#### [What is being asked]
Would you print each of the entries below precisely as given?

━━ Input data

PR #1476, opened 2024-03-11
rpc v2: chainhead support multiple finalized block hashes in `FollowEvent::Initialized`

niklasad1:
Companion for https://github.com/paritytech/polkadot-sdk/pull/3445 where it's now possible that the initialized event
can contain multiple finalized block hashes.

### DIFF
--- a/subxt/src/backend/unstable/follow_stream_unpin.rs
+++ b/subxt/src/backend/unstable/follow_stream_unpin.rs
@@ -35,9 +35,11 @@ pub struct FollowStreamUnpin<Hash: BlockHash> {
     // Futures for sending unpin events that we'll poll to completion as
     // part of polling the stream as a whole.
     unpin_futs: FuturesUnordered<UnpinFut>,
-    // Each new finalized block increments this. Allows us to track
-    // the age of blocks so that we can unpin old ones.
-    rel_block_num: usize,
+    // Each time a new finalized block is seen, we give it an age of `next_rel_block_age`,
+    // and then increment this ready for the next finalized block. So, the first finalized
+    // block will have an age of 0, the next 1, 2, 3 and so on. We can then use `max_block_life`
+    // to say "unpin all blocks with an age < (next_rel_block_age-1) - max_block_life".
+    next_rel_block_age: usize,
     // The latest ID of the FollowStream subscription, which we can use
     // to unpin blocks.
     subscription_id: Option<Arc<str>>,
@@ -117,17 +119,16 @@ impl<Hash: BlockHash> Stream for FollowStreamUnpin<Hash> {
                     let mut finalized_block_hashes =
                         Vec::with_capacity(details.finalized_block_hashes.len());
 
+                    // Pin each of the finalized blocks. None of them will show up again (except as a
+                    // parent block), and so they can all be unpinned immediately at any time. Increment
+                    // the block age for each one, so that older finalized blocks are pruned first.
                     for finalized_block in &details.finalized_block_hashes {
-                        let rel_block_num = this.rel_block_num;
-
-                        // Pin this block, but note that it can be unpinned any time since it won't show up again (except
-                        // as a parent block, which we are ignoring at the moment).
-                        // The first finalized block gets the starting block_num.
+                        let rel_block_age = this.next_rel_block_age;
                         let block_ref =
-                            this.pin_unpinnable_block_at(rel_block_num, *finalized_block);
+                            this.pin_unpinnable_block_at(rel_block_age, *finalized_block);
 
                         finalized_block_hashes.push(block_ref);
-                        this.rel_block_num += 1;
+                        this.next_rel_block_age += 1;
                     }
 
                     FollowStreamMsg::Event(FollowEvent::Initialized(Initialized {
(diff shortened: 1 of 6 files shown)


subxt/src/backend/unstable/mod.rs
```diff
@@ -321,7 +321,9 @@ impl<T: Config + Send + Sync + 'static> Backend<T> for UnstableBackend<T> {
             .events()
             .filter_map(|ev| {
                 let out = match ev {
-                    FollowEvent::Initialized(init) => Some(init.finalized_block_hash.into()),
+                    FollowEvent::Initialized(init) => {
+                        init.finalized_block_hashes.last().map(|b| b.clone().into())
```
niklasad1, line 325: we could refactor latest_finalized_block_ref to return all block_hashes but this should be equivalent to the old code.

subxt/src/backend/unstable/follow_stream_unpin.rs
```diff
@@ -117,11 +118,15 @@ impl<Hash: BlockHash> Stream for FollowStreamUnpin<Hash> {
                     let rel_block_num = this.rel_block_num;
                     // Pin this block, but note that it can be unpinned any time since it won't show up again (except
                     // as a parent block, which we are ignoring at the moment).
-                    let block_ref =
-                        this.pin_unpinnable_block_at(rel_block_num, details.finalized_block_hash);
+
```
jsdw, line 121: Nit: remove this newline and update the comment above now?

subxt/src/backend/unstable/follow_stream_unpin.rs
```diff
@@ -117,11 +118,15 @@ impl<Hash: BlockHash> Stream for FollowStreamUnpin<Hash> {
...
+                    let finalized_block_hashes = details
+                        .finalized_block_hashes
+                        .iter()
+                        .map(|h| this.pin_unpinnable_block_at(rel_block_num, *h))
```
jsdw, line 125: I believe that `rel_block_num` should be incremented for each finalized block, so that the oldest one is unpinned first etc.

subxt/src/backend/unstable/mod.rs
jsdw: Yeah, I don't think there's any reason to report the older ones anyway; we just want to know the most recent one so that we can submit txs etc with it in mind :)

testing/integration-tests/src/full_client/client/unstable_rpcs.rs
```diff
@@ -122,11 +126,12 @@ async fn chainhead_unstable_storage() {
 
     let mut blocks = rpc.chainhead_unstable_follow(false).await.unwrap();
     let event = blocks.next().await.unwrap().unwrap();
-    let hash = match event {
-        FollowEvent::Initialized(init) => init.finalized_block_hash,
+    let hashes = match event {
+        FollowEvent::Initialized(init) => init.finalized_block_hashes,
```
jsdw, line 130: Nit: Personally for these tests I'd just do something like:

```rust
let hash = match event {
    FollowEvent::Initialized(init) => init.finalized_block_hashes.last().unwrap(),
    _ => panic!("Unexpected event"),
};
```

The spec guarantees we'll get at least 1 anyway

subxt/src/backend/unstable/mod.rs
```diff
@@ -444,9 +451,7 @@ impl<T: Config + Send + Sync + 'static> Backend<T> for UnstableBackend<T> {
         &self,
     ) -> Result<StreamOfResults<(T::Header, BlockRef<T::Hash>)>, Error> {
         self.stream_headers(|ev| match ev {
-            FollowEvent::Initialized(ev) => {
-                vec![ev.finalized_block_hash]
-            }
+            FollowEvent::Initialized(init) => init.finalized_block_hashes,
```
jsdw, line 454: When we add reconnection stuff in, I guess we might tweak eg this stream_finalized function to try and pick up from where they left off (ie keep track of the latest finalized block hash and if see an init event, ignore any blocks we get back before this latest one).

But for now it's all good!

jsdw (approved):
LGTM, Just a couple of things!

jsdw (approved):
LGTM!

subxt/src/backend/unstable/follow_stream_unpin.rs
```diff
@@ -114,14 +115,23 @@ impl<Hash: BlockHash> Stream for FollowStreamUnpin<Hash> {
...
+                        Vec::with_capacity(details.finalized_block_hashes.len());
+
+                    for finalized_block in &details.finalized_block_hashes {
+                        // Pin this block, but note that it can be unpinned any time since it won't show up again (except
+                        // as a parent block, which we are ignoring at the moment).
+                        let block_ref =
+                            this.pin_unpinnable_block_at(rel_block_num, *finalized_block);
+
+                        finalized_block_hashes.push(block_ref);
+                        rel_block_num += 1;
```
lexnv, line 130: nit: would `this.rel_block += 1` work here?

lexnv (approved):
LGTM! Thanks for fixing this 🙏

subxt/src/backend/unstable/follow_stream_unpin.rs
jsdw: Good spot; now there are multiple we should increment `this.rel_block_num` here!

niklasad1: the old code didn't increment that but sure lemme fix that..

━━━━

#### [Completed task]
PR #1476, opened 2024-03-11
rpc v2: chainhead support multiple finalized block hashes in `FollowEvent::Initialized`

niklasad1:
Companion for https://github.com/paritytech/polkadot-sdk/pull/3445 where it's now possible that the initialized event
can contain multiple finalized block hashes.

### DIFF
--- a/subxt/src/backend/unstable/follow_stream_unpin.rs
+++ b/subxt/src/backend/unstable/follow_stream_unpin.rs
@@ -35,9 +35,11 @@ pub struct FollowStreamUnpin<Hash: BlockHash> {
     // Futures for sending unpin events that we'll poll to completion as
     // part of polling the stream as a whole.
     unpin_futs: FuturesUnordered<UnpinFut>,
-    // Each new finalized block increments this. Allows us to track
-    // the age of blocks so that we can unpin old ones.
-    rel_block_num: usize,
+    // Each time a new finalized block is seen, we give it an age of `next_rel_block_age`,
+    // and then increment this ready for the next finalized block. So, the first finalized
+    // block will have an age of 0, the next 1, 2, 3 and so on. We can then use `max_block_life`
+    // to say "unpin all blocks with an age < (next_rel_block_age-1) - max_block_life".
+    next_rel_block_age: usize,
     // The latest ID of the FollowStream subscription, which we can use
     // to unpin blocks.
     subscription_id: Option<Arc<str>>,
@@ -117,17 +119,16 @@ impl<Hash: BlockHash> Stream for FollowStreamUnpin<Hash> {
                     let mut finalized_block_hashes =
                         Vec::with_capacity(details.finalized_block_hashes.len());
 
+                    // Pin each of the finalized blocks. None of them will show up again (except as a
+                    // parent block), and so they can all be unpinned immediately at any time. Increment
+                    // the block age for each one, so that older finalized blocks are pruned first.
                     for finalized_block in &details.finalized_block_hashes {
-                        let rel_block_num = this.rel_block_num;
-
-                        // Pin this block, but note that it can be unpinned any time since it won't show up again (except
-                        // as a parent block, which we are ignoring at the moment).
-                        // The first finalized block gets the starting block_num.
+                        let rel_block_age = this.next_rel_block_age;
                         let block_ref =
-                            this.pin_unpinnable_block_at(rel_block_num, *finalized_block);
+                            this.pin_unpinnable_block_at(rel_block_age, *finalized_block);
 
                         finalized_block_hashes.push(block_ref);
-                        this.rel_block_num += 1;
+                        this.next_rel_block_age += 1;
                     }
 
                     FollowStreamMsg::Event(FollowEvent::Initialized(Initialized {
(diff shortened: 1 of 6 files shown)


subxt/src/backend/unstable/mod.rs
```diff
@@ -321,7 +321,9 @@ impl<T: Config + Send + Sync + 'static> Backend<T> for UnstableBackend<T> {
             .events()
             .filter_map(|ev| {
                 let out = match ev {
-                    FollowEvent::Initialized(init) => Some(init.finalized_block_hash.into()),
+                    FollowEvent::Initialized(init) => {
+                        init.finalized_block_hashes.last().map(|b| b.clone().into())
```
niklasad1, line 325: we could refactor latest_finalized_block_ref to return all block_hashes but this should be equivalent to the old code.

subxt/src/backend/unstable/follow_stream_unpin.rs
```diff
@@ -117,11 +118,15 @@ impl<Hash: BlockHash> Stream for FollowStreamUnpin<Hash> {
                     let rel_block_num = this.rel_block_num;
                     // Pin this block, but note that it can be unpinned any time since it won't show up again (except
                     // as a parent block, which we are ignoring at the moment).
-                    let block_ref =
-                        this.pin_unpinnable_block_at(rel_block_num, details.finalized_block_hash);
+
```
jsdw, line 121: Nit: remove this newline and update the comment above now?

subxt/src/backend/unstable/follow_stream_unpin.rs
```diff
@@ -117,11 +118,15 @@ impl<Hash: BlockHash> Stream for FollowStreamUnpin<Hash> {
...
+                    let finalized_block_hashes = details
+                        .finalized_block_hashes
+                        .iter()
+                        .map(|h| this.pin_unpinnable_block_at(rel_block_num, *h))
```
jsdw, line 125: I believe that `rel_block_num` should be incremented for each finalized block, so that the oldest one is unpinned first etc.

subxt/src/backend/unstable/mod.rs
jsdw: Yeah, I don't think there's any reason to report the older ones anyway; we just want to know the most recent one so that we can submit txs etc with it in mind :)

testing/integration-tests/src/full_client/client/unstable_rpcs.rs
```diff
@@ -122,11 +126,12 @@ async fn chainhead_unstable_storage() {
 
     let mut blocks = rpc.chainhead_unstable_follow(false).await.unwrap();
     let event = blocks.next().await.unwrap().unwrap();
-    let hash = match event {
-        FollowEvent::Initialized(init) => init.finalized_block_hash,
+    let hashes = match event {
+        FollowEvent::Initialized(init) => init.finalized_block_hashes,
```
jsdw, line 130: Nit: Personally for these tests I'd just do something like:

```rust
let hash = match event {
    FollowEvent::Initialized(init) => init.finalized_block_hashes.last().unwrap(),
    _ => panic!("Unexpected event"),
};
```

The spec guarantees we'll get at least 1 anyway

subxt/src/backend/unstable/mod.rs
```diff
@@ -444,9 +451,7 @@ impl<T: Config + Send + Sync + 'static> Backend<T> for UnstableBackend<T> {
         &self,
     ) -> Result<StreamOfResults<(T::Header, BlockRef<T::Hash>)>, Error> {
         self.stream_headers(|ev| match ev {
-            FollowEvent::Initialized(ev) => {
-                vec![ev.finalized_block_hash]
-            }
+            FollowEvent::Initialized(init) => init.finalized_block_hashes,
```
jsdw, line 454: When we add reconnection stuff in, I guess we might tweak eg this stream_finalized function to try and pick up from where they left off (ie keep track of the latest finalized block hash and if see an init event, ignore any blocks we get back before this latest one).

But for now it's all good!

jsdw (approved):
LGTM, Just a couple of things!

jsdw (approved):
LGTM!

subxt/src/backend/unstable/follow_stream_unpin.rs
```diff
@@ -114,14 +115,23 @@ impl<Hash: BlockHash> Stream for FollowStreamUnpin<Hash> {
...
+                        Vec::with_capacity(details.finalized_block_hashes.len());
+
+                    for finalized_block in &details.finalized_block_hashes {
+                        // Pin this block, but note that it can be unpinned any time since it won't show up again (except
+                        // as a parent block, which we are ignoring at the moment).
+                        let block_ref =
+                            this.pin_unpinnable_block_at(rel_block_num, *finalized_block);
+
+                        finalized_block_hashes.push(block_ref);
+                        rel_block_num += 1;
```
lexnv, line 130: nit: would `this.rel_block += 1` work here?

lexnv (approved):
LGTM! Thanks for fixing this 🙏

subxt/src/backend/unstable/follow_stream_unpin.rs
jsdw: Good spot; now there are multiple we should increment `this.rel_block_num` here!

niklasad1: the old code didn't increment that but sure lemme fix that..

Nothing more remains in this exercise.